I'll be happy to share with you our experience with ALS. My husband was dx with als in Jan,2000, after a year believing he had a stroke. First Neuro.( I call him Dr.gloom and doom) said there was nothing he could do, and turned us back over to our family Dr. Our family Dr. is wonderful, but lacks knowledge about this disease. After another year, we found another Neuro. He was very nice, but told us to find someone who had more experience...hence we found Dr. Nash at Ohio State Univ. Nick"s problems started with speech and swallowing. Both are terrible now. He has also just about lost the use of his hands. But he can still walk some. Thank God...our daughter is getting married Oct. 13, and I've really been praying he can walk her down the isle). As to coping...that's a tough one. Nick is 61, and has always been so healthy and active, so it truly is difficult for him not being able to do so many things for himself. I quit my job a year and a half ago. so I can stay here and take care of him. It is very hard sometimes, especially when I don't get enough sleep, but I will continue to care for him until I have to get some help. We find something to laugh about every day. He has such a good sence of humor (one of the things that attractrd me to him 39 years ago). When he gets down and worries about being a bother, I tell him it's truly an honor to take care of him. He took care of me every day and still does with his love. We both believe if everyone knew what Heaven is like, there would be a lot of people trying to get there right now. Didn't mean to make this so long, John. I wish you all God's peace with this horrible disease. Don't give up or in. There may be a cure tomorrow.
my name is Erin. I'm 16 years old, and my dad has had ALS for about 10 years. Coping with this disease has been really difficult, but over the years it has become an everyday part of my life. My dad is 52 years old, and is in Metropolitan Hospital in Grand Rapids, Mi where he has lived for the past 8 years. Before he moved to the hospital, he lived in a nursing home, but one night he went into a coma and was taken to the hospital.

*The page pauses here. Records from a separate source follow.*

PR #1024, opened 2026-08-24
Refactor: defer DeepSeek V4 MTP communication waits

MaxwellF1:
- Replace the isolated blocking waits for MoE payload dispatch, MoE
  combine, LM-head hidden dispatch, and LM-head logits combine with
  deferred completion.

- Keep each deferred wait in a dedicated top-level CORE_GROUP task. The
  task registers its remote counter conditions, releases the AIV core,
  and remains logically incomplete until every condition is satisfied.
  Existing downstream dependencies continue to use the waiter TaskId.

- Keep the MoE metadata wait blocking because the same task resumes
  after the wait to read the remote counts and build the local cumsum.
  This continuation is incompatible with deferred completion.

- Fold MoE combine completion publication into each of the N_LOCAL
  scatter blocks after its remote puts. Every block atomically publishes
  one completion to each peer, so the monotonic wait threshold becomes
  moe_epoch * N_LOCAL.

- Remove the push/combine TaskId returns, anchor reads, and explicit
  dependencies that were needed only to keep spinning waiters behind
  their matching producers.

- Preserve the existing point-to-point put, notify, and monotonic epoch
  protocol while removing the need to manually order locally independent
  send and wait tasks.

### DIFF
--- a/models/deepseek_v4_flash_mtp/lm_head.py
+++ b/models/deepseek_v4_flash_mtp/lm_head.py
@@ -162,14 +162,10 @@ def lm_head(
                     op=pld.NotifyOp.AtomicAdd,
                 )
 
-    # Barrier on the group's publishes. The hidden_states read is an anchor, not
-    # data: it deps this task on the hidden-state producer so the wait runs
-    # alongside our own push instead of trailing it.
     with pl.at(level=pl.Level.CORE_GROUP, name_hint="lm_head_dispatch_wait") as _dwait_tid:
-        _hidden_anchor = pl.read(hidden_states, [0, 0])
         for owner_tp in pl.range(TP_SIZE):
             if owner_tp != tp_rank:
-                pld.system.wait(
+                pld.system.defer_wait(
                     signal=hidden_done,
                     offsets=[owner_tp, 0],
                     expected=pl.cast(done_epoch * MAX_LOGIT_ROWS, pl.INT32),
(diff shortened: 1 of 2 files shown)


MaxwellF1:
## Validation

The final implementation passed the following MTP golden validations
without a timeout or deadlock:

| Topology | Path | Validated outputs | Result |
|---|---|---|---|
| EP4 | Prefill | kv_cache, hidden_out, pre_hc_hidden_out, logits | PASS |
| EP4 | Decode | kv_cache, hidden_out, next_pre_hc_hidden, logits, sampled_ids | PASS |
| EP8 / TP4 / DP2 | Prefill, 128 tokens | kv_cache, hidden_out, pre_hc_hidden_out, logits | PASS |
| EP8 / TP4 / DP2 | Decode, 8 tokens | kv_cache, hidden_out, next_pre_hc_hidden, logits, sampled_ids | PASS |

The rebased EP8 MoE entry also passed compile-only validation on the
current `upstream/main`.

## EP8 performance reference

The earlier EP8 decode comparison produced the following mean latency:

| Implementation | Mean | Difference |
|---|---:|---:|
| Blocking wait + manual deps | 55.242 ms | baseline |
| Deferred wait | 55.048 ms | -0.35% |
| Soft syncall | 56.027 ms | +1.42% |

The deferred-wait result does not show a meaningful performance change;
the 0.35% difference is within normal run-to-run noise. The purpose of
this change is therefore not a claimed speedup. It removes the need to
manually analyze and maintain dependencies between locally independent
send and wait tasks while preventing waiters from occupying the AIV
cores needed by their matching sends.

Deferred wait was selected instead of soft syncall because it preserves
the existing point-to-point put/notify/counter protocol and changes only
how an isolated waiter completes. Soft syncall introduces a local task
join and changes where synchronization is enforced, so it is a broader
scheduling change rather than a primitive-only replacement.

These EP8 numbers were collected on the earlier deferred-wait candidate.
The final cleanup additionally removes the remaining combine TaskId and
anchor plumbing. The final code has been revalidated for EP8 correctness,
but this table should be treated as a performance reference rather than
a strict final-code A/B.

PR #1025, opened 2026-08-24
Perf: fuse DeepSeek V4 SWA and HCA O projection reduce-scatter

wangqin1723-max:
- Publish dequantized O-B tiles directly into ReduceScatter owner windows.
- Reuse the shared fused O projection and ReduceScatter path for SWA and HCA tensor-parallel outputs.
- Remove the intermediate FP32 projection buffer and separate projection/reduction boundary from both paths.
- Preserve TP1 paths and HCA compressed-cache dependencies.

SWA TP4 a2a3 max on fixed cards 0,1,2,3 with 20 rounds and 5 warmups: headline mean 4197.8 -> 3559.5 us (15.2% lower), fastest-rank mean 2912.0 -> 2084.9 us (28.4% lower), with kv_cache and x_out validation passing.

HCA TP4 max and subcapacity fresh-golden validation passed on fixed cards 0,1,2,3. compress_state, kv_cache, cmp_kv, and x_out all passed in both cases.

### DIFF
--- a/models/deepseek_v4_flash_dspark/decode_hca.py
+++ b/models/deepseek_v4_flash_dspark/decode_hca.py
@@ -66,10 +66,9 @@ from decode_o_proj import (
     LOCAL_T,
     LOCAL_T_PAD,
     O_WINDOW_ROWS,
-    decode_o_proj,
+    decode_sharded_o_projection_reduce_scatter,
     decode_o_proj_tp1,
     o_group_a2a,
-    o_proj_reduce_scatter,
 )
 from decode_sparse_attn_hca import (
     CMP_TOPK,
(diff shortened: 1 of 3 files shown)


wangqin1723-max:
Closing after re-evaluating the remaining idea on current main (3ac8fd88). The broader fused O-projection ReduceScatter design has already landed and evolved through #998 and #1070. Porting the remaining direct remote-store publication path onto the current owner-parallel implementation passed TP4 SWA correctness, but regressed A2/A3 TP4 fastest-rank median latency from 645.3 us to 703.2 us (+9.0%) on devices 1,3,5,9 with 100 timed rounds / 5 warmups and the same frozen golden. The headline median also moved from 1459.0 us to 1503.6 us (+3.1%). The experiment was reverted, so this older conflicting PR is no longer worth carrying.

PR #1035, opened 2026-08-25
Perf: eliminate HCA raw KV GM transpose

wangqin1723-max:
- Load raw KV tiles into Mat memory and use a transpose view for QK
  while reusing the original tile for PV
- Remove the raw_kv_t GM buffer and standalone transpose task
- Resolve the causal-regression sentinel through the window block table

TP4 A2/A3 on devices 3/5/7/9, global batch 64, sequence 8, local
T=128, frozen golden, and 100 rounds after 5 warmups: fastest-rank
median 3906.2 -> 3453.9 us (-11.6%).


wangqin1723-max:
Rebased the focused optimization onto current main (c599d13) and remeasured with the wq3 pin chain.

The TP4 full-HCA replay passed against the same frozen golden. Fastest-rank median improved 3906.2 -> 3453.9 us (-11.6%). The optimized 100-round run also contained synchronized 12-21 ms scheduling outliers, so fastest-rank mean was distorted from 3942.6 to 4929.5 us. A separate level-4 profile selected a 3682.5 us fast rank and found a 1125.6 us ready-to-dispatch delay before hca_gather_kv; no hca_raw_transpose task remains in the optimized graph.

PR #1055, opened 2026-08-26
Add: integrate DeepSeek V4 D-Spark full decode forward

sjduan:
- add models/deepseek_v4_flash_dspark/decode_fwd.py: the full D-Spark
  decode forward over all 43 layers in the fixed order SWA, SWA,
  (CSA, HCA) x 20, CSA, reusing the production SWA/CSA/HCA layer entries
  without duplicating attention, compressor, indexer, output-projection,
  or MoE math
- run one rank-local L2 per rank with packed per-layer cache and state
  pools, activation ping-pong, and MoE epochs 1 through 43; the layer
  ordinal is packed into the block extent so public tensor ABIs stay at
  five dimensions or fewer
- keep model-layer and attention-kind ordinals separate, so layer 42
  maps to CSA ordinal 20
- allocate the attention/O-projection, MoE, and LM-head windows once at
  L3 and reuse them with independent epoch domains; each rank publishes
  one full-forward child rather than one child per layer
- connect the terminal HC head, RMSNorm, TP LM head, greedy sampling,
  inactive-row masking, and the single final MoE signal clear
- select the topology with --tp, --ep, and --weight-bank-size (1 for the
  shared-bank fixture, 43 for the production per-layer banks), and mark
  the entry device-only at EP2/TP2 with ci: devices=2 and ci: no-sim
- lm_head: accept TP1 alongside the existing TP2/TP4 paths, and pass the
  1 GiB ring heap through the runner's ring_heap argument instead of
  defaulting PTO2_RING_HEAP in the module
- hc_head: seed the split-K accumulator with an explicit spmd zero-fill
  that the projection tasks depend on, replacing the create_tensor
  init_value
- expert_shared: drop the redundant init_value on the requantized hidden
  tile

Related to #962.

### DIFF
--- a/models/deepseek_v4_flash_dspark/decode_fwd.py
+++ b/models/deepseek_v4_flash_dspark/decode_fwd.py
@@ -7,6 +7,7 @@
 # See LICENSE in the root of the software repository for the full text of the License.
 # -----------------------------------------------------------------------------------------------------------
 # ci: devices=2  # CI: EP2/TP2 full decode forward
+# ci: no-sim    # CI marker: full multi-layer / multi-card forward — device-only, skip on *sim
 """DeepSeek-V4 D-Spark decode forward."""
 
 import sys
--- a/models/deepseek_v4_flash_dspark/decode_fwd.py
+++ b/models/deepseek_v4_flash_dspark/decode_fwd.py
@@ -34,12 +34,18 @@ def _parse_parallel_arg(name, default):
 # importing attention, MoE, or output-projection modules.
 TP_SIZE = _parse_parallel_arg("tp", _TP_DEFAULT)
 EP_SIZE = _parse_parallel_arg("ep", _EP_DEFAULT)
+FWD_WEIGHT_BANK_SIZE = _parse_parallel_arg("weight-bank-size", 1)
 if TP_SIZE not in _TP_CHOICES:
     raise ValueError(f"--tp must be one of {_TP_CHOICES} (got {TP_SIZE})")
 if EP_SIZE not in _EP_CHOICES:
     raise ValueError(f"--ep must be one of {_EP_CHOICES} (got {EP_SIZE})")
 if EP_SIZE % TP_SIZE != 0:
     raise ValueError(f"EP={EP_SIZE} must be divisible by TP={TP_SIZE}")
+if FWD_WEIGHT_BANK_SIZE not in (1, 43):
+    raise ValueError("--weight-bank-size must be 1 or 43")
+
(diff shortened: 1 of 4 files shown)


models/deepseek_v4_flash_dspark/decode_fwd.py
```diff
@@ -0,0 +1,3348 @@
...
+    "hca_cmp_kv": 2,
+    "csa_compress_state": 4,
+    "csa_cmp_kv": 2,
+    "csa_inner_compress_state": 4,
+    "csa_idx_kv_cache": 1,
+    "csa_idx_kv_scale": 4,
+}
+
+
+def build_packed_pool_layout(per_layer_shapes):
```
zhangqi-chen: remove all unused/debugging functions

models/deepseek_v4_flash_dspark/decode_fwd.py
```diff
@@ -0,0 +1,3348 @@
...
+            routed_w2,
+            [N_LOCAL, D, MOE_INTER],
+            [weight_layer_swa0 * N_LOCAL, 0, 0],
+        )
+        raw_kv_layer_swa0 = pl.slice(
+            raw_kv_pool,
+            [raw_blocks_per_layer, BLOCK_SIZE, 1, HEAD_DIM],
+            [0, 0, 0, 0],
+        )
+        decode_layer_swa(
```
zhangqi-chen: do not import decode layer, decode-layer.py is for debugging precision only.

models/deepseek_v4_flash_dspark/decode_fwd.py
```diff
@@ -0,0 +1,3348 @@
+# Copyright (c) PyPTO Contributors.
+# This program is free software, you can redistribute it and/or modify it under the terms and conditions of
+# CANN Open Software License Agreement Version 2.0 (the "License").
+# Please refer to the License for details. You may not use this file except in compliance with the License.
+# THIS SOFTWARE IS PROVIDED ON AN "AS IS" BASIS, WITHOUT WARRANTIES OF ANY KIND, EITHER EXPRESS OR IMPLIED,
+# INCLUDING BUT NOT LIMITED TO NON-INFRINGEMENT, MERCHANTABILITY, OR FITNESS FOR A PARTICULAR PURPOSE.
+# See LICENSE in the root of the software repository for the full text of the License.
+# -----------------------------------------------------------------------------------------------------------
+# ci: devices=2  # CI: EP2/TP2 full decode forward
+"""DeepSeek-V4 D-Spark decode forward."""
```
zhangqi-chen, line 11: format the file using /fmt-coding-style

zhangqi-chen (changes requested):

zhangqi-chen (approved):

PR #1069, opened 2026-08-28
Add: support arbitrary DSpark prefill sequence lengths via CP padding

MaxwellF1:
- Support logical DSpark prefill sequence lengths from 1 through 8192
  by executing over a caller-padded physical token extent aligned to
  `TP_SIZE`.
- Define the serving/model-runner contract with zero-padded hidden and
  token-ID inputs, non-aliasing synthetic positions, and `-1` padded
  cache/state mappings; `l3_prefill_fwd` consumes this physical extent
  directly.
- Execute incomplete final 128-row MoE waves with inactive gate outputs
  cleared and staging/output writes bounded to physical rows.
- Keep live logit-row indices within the logical token range and select
  the logical final token for LM-head output.


MaxwellF1:
Serving integration contract

This PR makes the DSpark prefill path work for any logical length N in [1, 8192] through a caller-padded physical ABI. The device entry does not allocate padding from raw N-row tensors. As in vLLM Ascend, the serving/model-runner boundary prepares the physical tensors before dispatch.

- Compute P = align_up(max_group_N, TP_SIZE) and L = P / TP_SIZE. All ranks in one dispatch use the same P/L.
- Assign one request to each contiguous TP group. Replicate the full x_hc sequence within the group, then split rank-local input_ids and position_ids_local by rows [tp_rank * L, (tp_rank + 1) * L).
- Zero padded x_hc and input_ids rows.
- Use monotonic, non-aliasing synthetic future positions for padding. Do not reuse the current MTP repeat-last-position helper: this kernel has no logical-N attention sideband.
- Set the padded suffix of ori, HCA, CSA, indexer, and compressor-state slot mappings to -1.
- Initialize logit_row_indices to -1 and set only the TP-group leader live row to N - 1.
- Read logits and sampled_ids from the group leader. Crop x_out to [:N] before passing hidden states to another serving stage.

The existing pypto-serving MTP padding helpers cannot be reused as-is because they repeat hidden rows, token IDs, and the final position. A DSpark-specific, group-aware staging path is still required in pypto-serving; the attention, HC, MoE, LM-head, and sampling computation remains in pypto-lib.

PR #113, opened 2021-08-05
Setup refresh token

jreynard-code:
Dev Review rules:
- 3 PR max

Definition of Done:
- [X] Testing
- [X] No error logs in web console (except iFrame errors)
- [X] Check the [test page](https://spaceport.cosmotech.com/confluence/pages/viewpage.action?spaceKey=QA&title=Azure+Sample+Webapp) in order to manually validate the feature 
- [X] Clean code (regroup configuration variable, typos, no console.log...)

_______________
Migrate from @cosmotech/api to @cosmotech/api-ts
Use axios lib for every API calls
Remove useless services
Adapt services used
Adapt sagas with new 'clientApi'
Add request interceptors for clientApi (adding Autorization header with refresh token )


src/services/dataset/DatasetService.js
```diff
@@ -1,57 +1,25 @@
...
-function findAllDatasets (organizationId) {
-  return new Promise((resolve) => {
-    DatasetApi.findAllDatasets(organizationId, (error, data, response) => {
-      resolve({ error, data, response });
-    });
-  });
-}
+import { Api } from '../../configs/Api.config';
 
 function findDatasetById (organizationId, datasetId) {
```
csm-thu, line 5: Do we really need the functions `createDataset`, `updateDataset` and `deleteDataset` ? If these functions are only wrappers around the call to the API, we should be consistent between all services and create these wrappers for all calls to the API

src/services/Client.config.js
```diff
@@ -0,0 +1,27 @@
+// Copyright (c) Cosmo Tech.
```
csm-thu, line 1: Can we discuss to find a better name than `Client.config.js` ? IMHO this is not a configuration file

src/services/Client.config.js
```diff
@@ -0,0 +1,27 @@
...
+
+import axios from 'axios';
+
+import { Auth } from '@cosmotech/core';
+
+const addInterceptors = (axiosInstance) => {
+  axiosInstance.interceptors.request.use(
+    async (request) => {
+      const tokens = await Auth.acquireTokens();
+      if (tokens !== undefined && tokens.accessToken !== undefined) {
```
csm-thu, line 12: Could be simplified in `if (tokens?.accessToken)`

csm-thu (changes requested):

src/services/Client.config.js
jreynard-code: ClientApi.js is ok for you? I named it like the constant that we export in it

csm-thu: Yup, sounds good to me :+1:

src/services/dataset/DatasetService.js
jreynard-code: By now, I let these "wrapper class" to not have a big breaking change between 1.3 and 1.4.
The ticket "Move to NPM Packages" (for v2) will normally fix this point.

src/utils/StorageUtils.js
```diff
@@ -3,6 +3,35 @@
...
+      await Auth.isUserSignedIn();
+      // Get the new token
+      authAccessToken = localStorage.getItem('authAccessToken');
+      console.log('New token');
+      console.log(authAccessToken);
+    }
+  }
+  return authAccessToken;
+}; */
+
```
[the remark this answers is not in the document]
jreynard-code: I deleted the StorageUtils file, it's not used anymore ;)

PR #159, opened 2021-09-30
Vmi/metrics

COSMO-VMI:
Dev Review rules:
- 3 PR max

Definition of Done:
- [ ] Testing

### DIFF
--- a/src/components/ScenarioParameters/ScenarioParameters.js
+++ b/src/components/ScenarioParameters/ScenarioParameters.js
@@ -244,12 +244,15 @@ const ScenarioParameters = ({
     updateAndLaunchScenario(workspaceId, scenarioId, parametersData);
     changeEditMode(false);
   };
-  const fileUploadComponent = UploadFileUtils.constructFileUpload('0',
+  const fileUploadComponent = UploadFileUtils.constructFileUpload(
+    '0',
     initialStockFile,
     setInitialStockFile,
     initialStockDataset.id,
     INITIAL_STOCK_PARAM.defaultFileTypeFilter,
-    editMode);
+    editMode,
+    scenarioId
+  );
   // Indices in this array must match indices in the tabs configuration file src/config/ScenarioParameters.js
   const scenarioParametersTabs = [
     fileUploadComponent,
--- a/src/components/ScenarioParameters/ScenarioParameters.js
+++ b/src/components/ScenarioParameters/ScenarioParameters.js
@@ -250,8 +250,7 @@ const ScenarioParameters = ({
     setInitialStockFile,
     initialStockDataset.id,
     INITIAL_STOCK_PARAM.defaultFileTypeFilter,
-    editMode,
-    scenarioId
+    editMode
   );
   // Indices in this array must match indices in the tabs configuration file src/config/ScenarioParameters.js
   const scenarioParametersTabs = [
--- a/src/components/ScenarioParameters/UploadFileUtils.js
+++ b/src/components/ScenarioParameters/UploadFileUtils.js
@@ -3,7 +3,10 @@
 
 import React from 'react';
 import { UPLOAD_FILE_STATUS_KEY } from '@cosmotech/ui';
-import { ORGANIZATION_ID, WORKSPACE_ID } from '../../config/AppInstance';
+import {
+  ORGANIZATION_ID, WORKSPACE_ID,
+  ENABLE_APPLICATION_INSIGHTS
+} from '../../config/AppInstance';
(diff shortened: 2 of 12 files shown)


src/components/ScenarioParameters/UploadFileUtils.js
```diff
@@ -3,13 +3,38 @@
...
 import { FileUpload } from './components/tabs';
+import { AppInsights } from '../../services/AppInsights';
 
 export const STORAGE_ROOT_DIR_PLACEHOLDER = '%WORKSPACE_FILE%/';
 
+// App Insigths
+const appInsights =
+  ENABLE_APPLICATION_INSIGHTS
+    ? AppInsights.getInstance()
+    : undefined;
```
csm-thu, line 21: Can we factorize the `ENABLE_APPLICATION_INSIGHTS` parameter check by putting it inside the `AppInsights` service ? If `ENABLE_APPLICATION_INSIGHTS` is false, then we could either return null or undefined when getting the singleton, or even better, prevent the service from monitoring events and metrics.

This would allow us to remove all the `if (appInsights) {...}` checks in the views and components

src/components/ScenarioParameters/ScenarioParameters.js
```diff
@@ -245,12 +245,15 @@ const ScenarioParameters = ({
...
-  const fileUploadComponent = UploadFileUtils.constructFileUpload('0',
+  const fileUploadComponent = UploadFileUtils.constructFileUpload(
+    '0',
     initialStockFile,
     setInitialStockFile,
     initialStockDataset.id,
     INITIAL_STOCK_PARAM.defaultFileTypeFilter,
-    editMode);
+    editMode,
+    scenarioId
```
csm-thu, line 255: I'm not a huge fan of carrying the `scenarioId` information in a graphical component that does not need it, only for tracking purposes. Can we store this kind of data in the `AppInsights` service singleton instead ?

For example, we could add a `setCurrentScenarioId` to the `AppInsights` service, and call this method every time the user selects a different scenario. The scenario id value could then be used in all events and metrics that need it.

src/components/ScenarioParameters/UploadFileUtils.js
```diff
@@ -3,13 +3,38 @@
...
+    appInsights.trackEvent({ name: 'UploadFile' }, { name: scenarioId });
+    appInsights.trackMetric({ name: 'UploadFileValue', average: 1, sampleCount: 1 });
+  }
+};
+  // Track download
+const trackDownload = (scenarioId) => {
+  if (appInsights) {
+    appInsights.trackEvent({ name: 'DownloadFile' }, { scenarioId: scenarioId });
+    appInsights.trackMetric({ name: 'DownloadFileValue', average: 1, sampleCount: 1 });
+  }
```
csm-thu, line 35: We should hide the implementation details of the calls to `trackEvent` and `trackMetric` in the service instead of using it in utils files and components.

Can we move `trackUpload` and `trackDownload` methods in the `AppInsights` service ?

src/services/config/ApplicationInsights.js
```diff
@@ -5,15 +5,20 @@ import { DistributedTracingModes } from '@microsoft/applicationinsights-web';
...
+        disableFetchTracking: false,
+        enableCorsCorrelation: true,
+        enableRequestHeaderTracking: true,
+        enableResponseHeaderTracking: true,
+        enableAutoRouteTracking: true,
+        distributedTracingMode: DistributedTracingModes.AI_AND_W3C
+      }
+    };
   }
+  return undefined;
```
csm-thu, line 23: This file is not supposed to have any logic in it, the check of the `APPLICATION_INSIGHTS_INSTRUMENTATION_KEY` value should be done in the service, to keep the configuration file as simple as possible.

src/views/Scenario/Scenario.js
```diff
@@ -102,6 +104,45 @@ const Scenario = (props) => {
...
+    }
+    updateAndLaunchScenario(workspaceId, scenarioId, scenarioParameters);
+  };
+
+  const launchTrackedScenario = (workspaceId, scenarioId) => {
+    if (appInsights) {
+      trackLaunchScenario();
+    }
+    launchScenario(workspaceId, scenarioId);
+  };
```
csm-thu, line 144: Could we add the tracking part directly in redux sage instead of wrapping the calls to `createScenario`, `updateAndLaunchScenario` and `launchScenario` here ?

csm-thu (changes requested):

csm-thu (approved):

PR #170, opened 2021-10-11
THU/scenario_arameters_refacto

csm-thu:


src/components/ScenarioParameters/FileManagementUtils.js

I don't get to see my dad as often as I would like to because the hospital is 45 min. away, and between school and work, I don't get have much time for anything. That is where my computer comes in. I find it really amazing that someone who is paralyzed from the neck down, is on a ventilator, has a feeding tube, and can't even talk, is able to email his family every day. But somehow he does it. We email eachother every day, which makes things alot easier.
It's been hard going through school and hearing my friends talk about their dad's and then they realize that I'm standing right there and they start apologizing. People think that I should be depressed and sad all the time, which is understandable. But it really bothers me when they treat me like I'm different just because my dad has ALS. I guess they'd have to be in my position to understand. But it is nice to know that there are people that care enough to ask me regularly how my dad is doing.
The worst part about my dad's situation is that I don't really have any memories of when my dad still lived with me. I vividly remember certain things, but it hurts to know that when I get older and have children of my own, I won't be able to talk about all the great times I've had with my dad. I mean, we've had great times, but not like 'normal' people do. The hospital takes him out fishing sometimes, and that's fun. And sometimes we go to baseball games. And one day a year, he comes home for the afternoon and we have a big party. He loves coming home and seeing everyone.
A lot of people sometimes ask me how I would feel if my dad were to pass away. And the more I think about that question, the more confused I get...I mean...of course I don't want my dad to die, but in a way, I do. He's suffering so much, and I know that he would be so much happier in heaven. But I just don't know what I would do without him.